(Input records)

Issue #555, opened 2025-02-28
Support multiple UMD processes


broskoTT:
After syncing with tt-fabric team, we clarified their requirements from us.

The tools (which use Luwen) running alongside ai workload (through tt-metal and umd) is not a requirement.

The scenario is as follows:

(End Input records)

Prompt: What is needed is an exact copy of the lines from the one containing "The tools (which" through the last line of the records, and nothing else.

Solution for this exercise:
The tools (which use Luwen) running alongside ai workload (through tt-metal and umd) is not a requirement.

The scenario is as follows:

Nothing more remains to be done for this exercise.